## TASK STATEMENT
From the records below, set down exactly the lines starting with the line that contains "PR #1449, opened 2026-09-22" and going on through the line that contains "A demux failure". Nothing else is wanted.

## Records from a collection
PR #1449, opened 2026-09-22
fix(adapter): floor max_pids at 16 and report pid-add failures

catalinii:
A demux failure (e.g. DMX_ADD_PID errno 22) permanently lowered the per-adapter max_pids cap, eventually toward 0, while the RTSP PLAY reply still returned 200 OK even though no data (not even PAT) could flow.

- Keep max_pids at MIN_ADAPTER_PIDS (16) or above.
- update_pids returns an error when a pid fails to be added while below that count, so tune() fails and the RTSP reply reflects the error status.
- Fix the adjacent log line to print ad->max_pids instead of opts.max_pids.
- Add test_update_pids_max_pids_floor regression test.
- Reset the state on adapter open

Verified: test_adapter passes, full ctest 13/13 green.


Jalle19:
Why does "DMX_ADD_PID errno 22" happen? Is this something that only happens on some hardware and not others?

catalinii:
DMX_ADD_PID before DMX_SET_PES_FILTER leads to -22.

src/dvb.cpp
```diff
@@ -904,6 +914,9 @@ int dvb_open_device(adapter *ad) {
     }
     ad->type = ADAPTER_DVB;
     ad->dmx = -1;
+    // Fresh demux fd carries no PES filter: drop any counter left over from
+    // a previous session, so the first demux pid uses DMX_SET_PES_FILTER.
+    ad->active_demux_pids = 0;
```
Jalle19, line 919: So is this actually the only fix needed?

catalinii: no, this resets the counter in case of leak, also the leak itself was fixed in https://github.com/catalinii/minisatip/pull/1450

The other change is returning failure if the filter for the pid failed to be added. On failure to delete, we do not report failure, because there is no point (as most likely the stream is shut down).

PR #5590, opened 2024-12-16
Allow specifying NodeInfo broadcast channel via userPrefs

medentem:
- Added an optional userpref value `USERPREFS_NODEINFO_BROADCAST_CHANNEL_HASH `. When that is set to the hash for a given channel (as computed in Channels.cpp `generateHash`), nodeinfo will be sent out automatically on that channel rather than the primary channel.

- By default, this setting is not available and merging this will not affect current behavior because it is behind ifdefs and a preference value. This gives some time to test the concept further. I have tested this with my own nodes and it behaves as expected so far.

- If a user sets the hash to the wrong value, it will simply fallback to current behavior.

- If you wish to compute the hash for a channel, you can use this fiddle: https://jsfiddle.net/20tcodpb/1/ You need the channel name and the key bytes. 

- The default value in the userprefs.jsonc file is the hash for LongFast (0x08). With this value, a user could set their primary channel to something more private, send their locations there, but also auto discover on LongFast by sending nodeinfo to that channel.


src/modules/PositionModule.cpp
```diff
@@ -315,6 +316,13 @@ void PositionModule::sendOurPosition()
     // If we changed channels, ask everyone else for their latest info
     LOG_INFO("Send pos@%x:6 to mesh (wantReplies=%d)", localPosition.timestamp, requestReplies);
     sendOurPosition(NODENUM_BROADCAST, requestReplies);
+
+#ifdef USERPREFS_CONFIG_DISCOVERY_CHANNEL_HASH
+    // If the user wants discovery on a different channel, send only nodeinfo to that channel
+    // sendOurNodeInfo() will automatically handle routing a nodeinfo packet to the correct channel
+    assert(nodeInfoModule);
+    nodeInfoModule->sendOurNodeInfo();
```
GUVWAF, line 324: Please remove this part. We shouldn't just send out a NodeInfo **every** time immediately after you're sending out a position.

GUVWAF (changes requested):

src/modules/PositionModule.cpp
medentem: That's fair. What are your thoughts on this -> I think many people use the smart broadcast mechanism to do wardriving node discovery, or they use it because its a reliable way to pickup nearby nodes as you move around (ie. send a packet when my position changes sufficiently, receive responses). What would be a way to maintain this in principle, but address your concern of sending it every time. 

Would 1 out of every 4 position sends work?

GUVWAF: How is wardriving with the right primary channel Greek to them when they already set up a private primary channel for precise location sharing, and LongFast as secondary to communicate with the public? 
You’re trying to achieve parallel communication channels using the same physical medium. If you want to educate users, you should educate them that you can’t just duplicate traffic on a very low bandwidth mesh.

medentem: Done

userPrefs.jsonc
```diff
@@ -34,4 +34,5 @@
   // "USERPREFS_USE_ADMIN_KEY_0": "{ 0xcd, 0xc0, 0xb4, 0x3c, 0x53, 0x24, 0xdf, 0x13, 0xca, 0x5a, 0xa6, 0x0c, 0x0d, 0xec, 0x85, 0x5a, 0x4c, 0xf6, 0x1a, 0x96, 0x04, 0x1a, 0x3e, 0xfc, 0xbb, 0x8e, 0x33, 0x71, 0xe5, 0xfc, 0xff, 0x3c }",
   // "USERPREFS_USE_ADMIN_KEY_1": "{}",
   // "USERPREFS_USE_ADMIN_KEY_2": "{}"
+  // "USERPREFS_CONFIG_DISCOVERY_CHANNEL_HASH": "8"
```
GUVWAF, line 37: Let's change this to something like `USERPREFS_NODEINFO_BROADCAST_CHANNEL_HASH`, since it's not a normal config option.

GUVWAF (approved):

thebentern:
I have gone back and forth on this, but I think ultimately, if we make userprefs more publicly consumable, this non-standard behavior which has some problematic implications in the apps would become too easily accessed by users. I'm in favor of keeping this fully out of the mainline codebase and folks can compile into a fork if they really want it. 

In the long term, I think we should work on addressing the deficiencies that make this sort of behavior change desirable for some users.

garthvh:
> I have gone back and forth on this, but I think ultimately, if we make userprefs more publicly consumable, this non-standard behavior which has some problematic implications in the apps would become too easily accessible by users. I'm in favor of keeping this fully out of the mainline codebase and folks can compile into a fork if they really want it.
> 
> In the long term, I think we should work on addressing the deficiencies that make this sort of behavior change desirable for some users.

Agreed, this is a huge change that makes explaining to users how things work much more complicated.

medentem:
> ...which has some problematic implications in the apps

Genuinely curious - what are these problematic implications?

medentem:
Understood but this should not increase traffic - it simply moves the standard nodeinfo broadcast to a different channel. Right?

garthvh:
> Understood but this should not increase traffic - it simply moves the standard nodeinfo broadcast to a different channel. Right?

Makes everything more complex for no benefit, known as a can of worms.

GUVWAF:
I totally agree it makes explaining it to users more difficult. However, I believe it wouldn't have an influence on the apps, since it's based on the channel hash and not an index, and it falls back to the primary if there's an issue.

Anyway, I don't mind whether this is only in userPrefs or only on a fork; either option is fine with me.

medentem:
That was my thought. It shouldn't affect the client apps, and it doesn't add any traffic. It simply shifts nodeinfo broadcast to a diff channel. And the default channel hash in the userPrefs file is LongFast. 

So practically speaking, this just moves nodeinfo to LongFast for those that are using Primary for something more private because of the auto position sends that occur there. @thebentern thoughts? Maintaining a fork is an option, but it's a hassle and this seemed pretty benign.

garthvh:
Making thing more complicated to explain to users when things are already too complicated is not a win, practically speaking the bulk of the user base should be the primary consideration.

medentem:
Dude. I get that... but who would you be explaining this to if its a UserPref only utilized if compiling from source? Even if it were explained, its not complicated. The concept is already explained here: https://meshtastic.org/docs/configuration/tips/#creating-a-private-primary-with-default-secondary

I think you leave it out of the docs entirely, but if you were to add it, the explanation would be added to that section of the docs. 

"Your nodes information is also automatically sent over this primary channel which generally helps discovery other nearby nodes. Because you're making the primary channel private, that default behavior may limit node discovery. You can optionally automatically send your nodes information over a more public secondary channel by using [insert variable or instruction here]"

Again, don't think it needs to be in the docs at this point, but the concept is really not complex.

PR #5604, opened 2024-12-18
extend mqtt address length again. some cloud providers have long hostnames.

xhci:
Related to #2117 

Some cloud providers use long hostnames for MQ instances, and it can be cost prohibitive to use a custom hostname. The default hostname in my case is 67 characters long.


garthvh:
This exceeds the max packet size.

---

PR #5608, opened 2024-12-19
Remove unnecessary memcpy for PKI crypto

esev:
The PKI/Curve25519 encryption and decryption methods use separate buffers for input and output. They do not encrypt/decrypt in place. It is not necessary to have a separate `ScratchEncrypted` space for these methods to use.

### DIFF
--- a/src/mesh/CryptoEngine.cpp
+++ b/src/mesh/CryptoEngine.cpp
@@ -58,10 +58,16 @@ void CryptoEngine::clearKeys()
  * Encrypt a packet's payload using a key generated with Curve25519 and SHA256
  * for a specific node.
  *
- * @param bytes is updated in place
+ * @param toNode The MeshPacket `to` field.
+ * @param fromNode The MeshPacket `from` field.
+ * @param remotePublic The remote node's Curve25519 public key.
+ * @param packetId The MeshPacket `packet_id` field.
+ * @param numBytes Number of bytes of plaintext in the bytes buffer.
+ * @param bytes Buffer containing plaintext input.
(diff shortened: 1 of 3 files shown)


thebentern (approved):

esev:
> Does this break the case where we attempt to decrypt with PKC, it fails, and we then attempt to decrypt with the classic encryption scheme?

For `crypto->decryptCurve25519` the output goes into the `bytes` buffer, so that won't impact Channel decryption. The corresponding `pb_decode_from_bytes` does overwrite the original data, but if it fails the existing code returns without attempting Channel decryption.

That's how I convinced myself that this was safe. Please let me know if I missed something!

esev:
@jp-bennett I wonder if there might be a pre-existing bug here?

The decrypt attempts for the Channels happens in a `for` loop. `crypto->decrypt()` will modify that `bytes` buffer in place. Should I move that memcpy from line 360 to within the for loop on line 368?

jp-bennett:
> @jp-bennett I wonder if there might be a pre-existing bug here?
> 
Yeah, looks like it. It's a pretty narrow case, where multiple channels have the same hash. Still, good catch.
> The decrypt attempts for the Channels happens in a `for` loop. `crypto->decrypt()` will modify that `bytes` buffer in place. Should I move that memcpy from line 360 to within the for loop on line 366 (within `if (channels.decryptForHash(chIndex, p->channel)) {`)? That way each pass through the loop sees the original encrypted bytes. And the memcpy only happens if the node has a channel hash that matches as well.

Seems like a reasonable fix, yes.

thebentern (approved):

---

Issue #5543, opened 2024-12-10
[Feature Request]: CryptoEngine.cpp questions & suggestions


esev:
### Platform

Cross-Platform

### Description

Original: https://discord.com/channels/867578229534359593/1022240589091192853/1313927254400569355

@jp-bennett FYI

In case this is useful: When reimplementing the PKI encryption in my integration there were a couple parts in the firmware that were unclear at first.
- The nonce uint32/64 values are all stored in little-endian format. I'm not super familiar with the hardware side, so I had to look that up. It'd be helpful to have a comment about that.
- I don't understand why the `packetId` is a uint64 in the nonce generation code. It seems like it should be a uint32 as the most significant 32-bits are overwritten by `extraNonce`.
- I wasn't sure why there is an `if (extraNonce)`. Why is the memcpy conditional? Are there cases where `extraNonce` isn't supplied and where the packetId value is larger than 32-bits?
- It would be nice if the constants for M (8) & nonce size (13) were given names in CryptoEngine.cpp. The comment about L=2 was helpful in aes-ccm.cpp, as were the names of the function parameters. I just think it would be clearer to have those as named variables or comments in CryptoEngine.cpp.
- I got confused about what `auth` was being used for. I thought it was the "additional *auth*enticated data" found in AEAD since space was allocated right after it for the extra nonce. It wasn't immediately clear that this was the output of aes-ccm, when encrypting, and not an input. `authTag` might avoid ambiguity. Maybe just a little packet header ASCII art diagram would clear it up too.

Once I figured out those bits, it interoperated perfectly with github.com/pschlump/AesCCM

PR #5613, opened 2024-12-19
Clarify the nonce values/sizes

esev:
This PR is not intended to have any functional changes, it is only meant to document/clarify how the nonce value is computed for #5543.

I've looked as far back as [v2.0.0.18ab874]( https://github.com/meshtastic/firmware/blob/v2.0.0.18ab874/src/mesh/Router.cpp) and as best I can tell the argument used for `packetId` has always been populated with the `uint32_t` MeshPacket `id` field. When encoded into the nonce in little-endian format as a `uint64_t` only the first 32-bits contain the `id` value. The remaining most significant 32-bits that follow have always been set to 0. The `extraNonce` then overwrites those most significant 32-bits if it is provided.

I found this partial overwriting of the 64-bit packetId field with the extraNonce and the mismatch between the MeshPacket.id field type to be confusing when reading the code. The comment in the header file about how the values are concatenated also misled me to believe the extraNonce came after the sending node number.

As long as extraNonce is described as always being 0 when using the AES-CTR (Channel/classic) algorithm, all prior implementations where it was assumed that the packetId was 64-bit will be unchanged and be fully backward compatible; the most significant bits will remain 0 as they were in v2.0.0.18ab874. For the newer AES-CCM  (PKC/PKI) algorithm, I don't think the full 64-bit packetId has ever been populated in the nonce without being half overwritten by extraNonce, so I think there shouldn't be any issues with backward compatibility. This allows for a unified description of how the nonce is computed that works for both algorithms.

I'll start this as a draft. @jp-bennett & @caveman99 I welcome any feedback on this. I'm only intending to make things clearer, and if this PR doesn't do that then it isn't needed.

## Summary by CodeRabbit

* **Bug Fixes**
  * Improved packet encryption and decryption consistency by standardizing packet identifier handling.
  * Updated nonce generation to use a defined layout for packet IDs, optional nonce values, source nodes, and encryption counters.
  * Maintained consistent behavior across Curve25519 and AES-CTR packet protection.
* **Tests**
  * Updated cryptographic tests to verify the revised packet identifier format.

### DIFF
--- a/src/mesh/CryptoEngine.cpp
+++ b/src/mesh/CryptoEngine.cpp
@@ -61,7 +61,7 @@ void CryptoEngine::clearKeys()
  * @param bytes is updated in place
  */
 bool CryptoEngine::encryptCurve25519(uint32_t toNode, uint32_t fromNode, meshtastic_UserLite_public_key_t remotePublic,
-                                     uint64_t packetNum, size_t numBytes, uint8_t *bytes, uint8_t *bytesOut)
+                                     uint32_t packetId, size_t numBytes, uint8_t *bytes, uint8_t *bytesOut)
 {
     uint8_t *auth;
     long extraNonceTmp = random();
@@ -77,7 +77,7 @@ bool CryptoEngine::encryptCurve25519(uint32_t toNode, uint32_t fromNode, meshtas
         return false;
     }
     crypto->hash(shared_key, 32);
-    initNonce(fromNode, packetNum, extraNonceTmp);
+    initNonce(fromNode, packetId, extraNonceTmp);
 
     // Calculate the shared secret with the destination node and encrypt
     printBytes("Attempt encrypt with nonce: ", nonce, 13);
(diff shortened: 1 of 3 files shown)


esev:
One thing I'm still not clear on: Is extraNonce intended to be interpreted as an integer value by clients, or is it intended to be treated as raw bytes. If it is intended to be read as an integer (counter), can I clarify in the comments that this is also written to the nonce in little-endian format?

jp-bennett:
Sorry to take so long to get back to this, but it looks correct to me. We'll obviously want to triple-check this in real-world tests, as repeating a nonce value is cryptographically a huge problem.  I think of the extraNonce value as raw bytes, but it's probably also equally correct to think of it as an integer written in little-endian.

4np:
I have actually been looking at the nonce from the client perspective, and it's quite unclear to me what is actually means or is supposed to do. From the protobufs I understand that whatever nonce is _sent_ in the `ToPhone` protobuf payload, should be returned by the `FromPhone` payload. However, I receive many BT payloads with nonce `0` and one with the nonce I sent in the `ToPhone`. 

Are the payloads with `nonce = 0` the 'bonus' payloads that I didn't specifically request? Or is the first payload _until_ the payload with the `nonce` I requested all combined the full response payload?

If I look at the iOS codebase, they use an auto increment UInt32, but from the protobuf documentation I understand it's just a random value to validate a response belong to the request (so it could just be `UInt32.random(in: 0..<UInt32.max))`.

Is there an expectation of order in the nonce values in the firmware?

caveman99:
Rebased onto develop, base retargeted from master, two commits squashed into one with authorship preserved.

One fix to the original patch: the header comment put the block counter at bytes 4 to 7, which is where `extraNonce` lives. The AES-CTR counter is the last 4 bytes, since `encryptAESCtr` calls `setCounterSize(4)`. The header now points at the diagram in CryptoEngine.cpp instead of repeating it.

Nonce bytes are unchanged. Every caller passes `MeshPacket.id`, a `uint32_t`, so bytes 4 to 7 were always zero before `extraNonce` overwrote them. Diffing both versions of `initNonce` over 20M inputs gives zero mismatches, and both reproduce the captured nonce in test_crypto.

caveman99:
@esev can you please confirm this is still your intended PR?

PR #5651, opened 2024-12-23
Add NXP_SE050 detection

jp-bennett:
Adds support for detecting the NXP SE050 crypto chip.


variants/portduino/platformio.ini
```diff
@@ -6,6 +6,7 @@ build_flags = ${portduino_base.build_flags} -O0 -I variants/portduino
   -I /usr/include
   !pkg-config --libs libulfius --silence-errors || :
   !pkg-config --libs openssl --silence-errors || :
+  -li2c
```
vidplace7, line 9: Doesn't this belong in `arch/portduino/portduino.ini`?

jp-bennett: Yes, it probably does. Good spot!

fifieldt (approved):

## RESPONSE FOR THIS EXERCISE
PR #1449, opened 2026-09-22
fix(adapter): floor max_pids at 16 and report pid-add failures

catalinii:
A demux failure (e.g. DMX_ADD_PID errno 22) permanently lowered the per-adapter max_pids cap, eventually toward 0, while the RTSP PLAY reply still returned 200 OK even though no data (not even PAT) could flow.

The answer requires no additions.